### RECORDS FOR PROCESSING

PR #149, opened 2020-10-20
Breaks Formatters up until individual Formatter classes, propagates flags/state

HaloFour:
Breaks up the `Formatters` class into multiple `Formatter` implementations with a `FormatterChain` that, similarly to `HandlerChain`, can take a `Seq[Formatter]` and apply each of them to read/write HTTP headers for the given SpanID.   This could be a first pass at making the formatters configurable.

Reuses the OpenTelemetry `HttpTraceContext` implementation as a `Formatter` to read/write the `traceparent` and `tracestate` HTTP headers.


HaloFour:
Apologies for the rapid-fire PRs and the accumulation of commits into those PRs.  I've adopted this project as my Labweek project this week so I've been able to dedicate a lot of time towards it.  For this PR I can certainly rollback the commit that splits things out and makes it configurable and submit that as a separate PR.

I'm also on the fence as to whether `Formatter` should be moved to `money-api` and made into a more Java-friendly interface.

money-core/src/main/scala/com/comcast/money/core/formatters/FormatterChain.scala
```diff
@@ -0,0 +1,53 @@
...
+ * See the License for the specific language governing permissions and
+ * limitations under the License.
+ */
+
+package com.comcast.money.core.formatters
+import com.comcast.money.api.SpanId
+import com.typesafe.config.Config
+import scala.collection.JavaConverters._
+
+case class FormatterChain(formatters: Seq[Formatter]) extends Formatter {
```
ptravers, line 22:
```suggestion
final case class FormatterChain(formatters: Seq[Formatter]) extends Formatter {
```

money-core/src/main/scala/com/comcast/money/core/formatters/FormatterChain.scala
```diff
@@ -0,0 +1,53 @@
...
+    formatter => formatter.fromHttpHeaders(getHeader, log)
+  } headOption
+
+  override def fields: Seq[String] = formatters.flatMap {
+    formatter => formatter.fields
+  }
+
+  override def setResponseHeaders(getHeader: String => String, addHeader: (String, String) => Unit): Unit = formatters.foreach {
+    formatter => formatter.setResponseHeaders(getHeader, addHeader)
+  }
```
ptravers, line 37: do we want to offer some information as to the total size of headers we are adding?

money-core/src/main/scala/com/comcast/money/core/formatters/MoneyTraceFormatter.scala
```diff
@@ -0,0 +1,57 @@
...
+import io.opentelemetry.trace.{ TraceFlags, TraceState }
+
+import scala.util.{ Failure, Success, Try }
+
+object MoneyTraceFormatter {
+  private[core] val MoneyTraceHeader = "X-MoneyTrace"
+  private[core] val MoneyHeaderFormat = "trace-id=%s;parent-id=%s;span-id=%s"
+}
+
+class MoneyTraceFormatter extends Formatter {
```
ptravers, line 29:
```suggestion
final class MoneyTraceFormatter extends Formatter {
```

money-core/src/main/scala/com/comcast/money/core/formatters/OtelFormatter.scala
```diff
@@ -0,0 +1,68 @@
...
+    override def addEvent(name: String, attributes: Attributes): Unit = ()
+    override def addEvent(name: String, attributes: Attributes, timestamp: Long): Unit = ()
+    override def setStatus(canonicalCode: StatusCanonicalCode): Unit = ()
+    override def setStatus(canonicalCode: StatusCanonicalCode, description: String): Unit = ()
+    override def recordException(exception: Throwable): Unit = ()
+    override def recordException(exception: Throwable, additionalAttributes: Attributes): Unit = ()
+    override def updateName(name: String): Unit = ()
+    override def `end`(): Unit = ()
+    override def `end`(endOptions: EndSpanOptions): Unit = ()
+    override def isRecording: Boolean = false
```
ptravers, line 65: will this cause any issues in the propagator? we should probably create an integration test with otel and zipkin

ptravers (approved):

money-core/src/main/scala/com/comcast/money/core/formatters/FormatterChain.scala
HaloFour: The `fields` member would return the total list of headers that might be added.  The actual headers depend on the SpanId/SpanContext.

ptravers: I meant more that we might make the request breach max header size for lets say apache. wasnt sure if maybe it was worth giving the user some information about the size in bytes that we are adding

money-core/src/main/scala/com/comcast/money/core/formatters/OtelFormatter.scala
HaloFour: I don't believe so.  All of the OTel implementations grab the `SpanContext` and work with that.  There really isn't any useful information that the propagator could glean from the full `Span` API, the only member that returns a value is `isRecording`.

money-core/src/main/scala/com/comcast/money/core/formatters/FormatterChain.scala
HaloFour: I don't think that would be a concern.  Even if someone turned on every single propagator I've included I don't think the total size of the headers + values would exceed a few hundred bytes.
...
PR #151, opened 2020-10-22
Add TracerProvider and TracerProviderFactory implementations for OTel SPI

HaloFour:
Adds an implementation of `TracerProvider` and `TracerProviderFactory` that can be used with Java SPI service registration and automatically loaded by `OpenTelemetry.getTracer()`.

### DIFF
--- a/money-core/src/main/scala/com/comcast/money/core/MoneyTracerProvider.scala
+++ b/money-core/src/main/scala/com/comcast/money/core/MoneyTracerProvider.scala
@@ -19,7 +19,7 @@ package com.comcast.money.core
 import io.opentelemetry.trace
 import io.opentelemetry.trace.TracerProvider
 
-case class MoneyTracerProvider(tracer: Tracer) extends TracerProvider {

### TASK DETAILS
Once you find the line with "-19,7 +19,7 @@ package com.comcast.money.core" in the entries above, output it and each line after it up to and including the line with "-case class MoneyTracerProvider(tracer: Tracer)", and nothing else.

### ANSWER AREA
@@ -19,7 +19,7 @@ package com.comcast.money.core
 import io.opentelemetry.trace
 import io.opentelemetry.trace.TracerProvider
 
-case class MoneyTracerProvider(tracer: Tracer) extends TracerProvider {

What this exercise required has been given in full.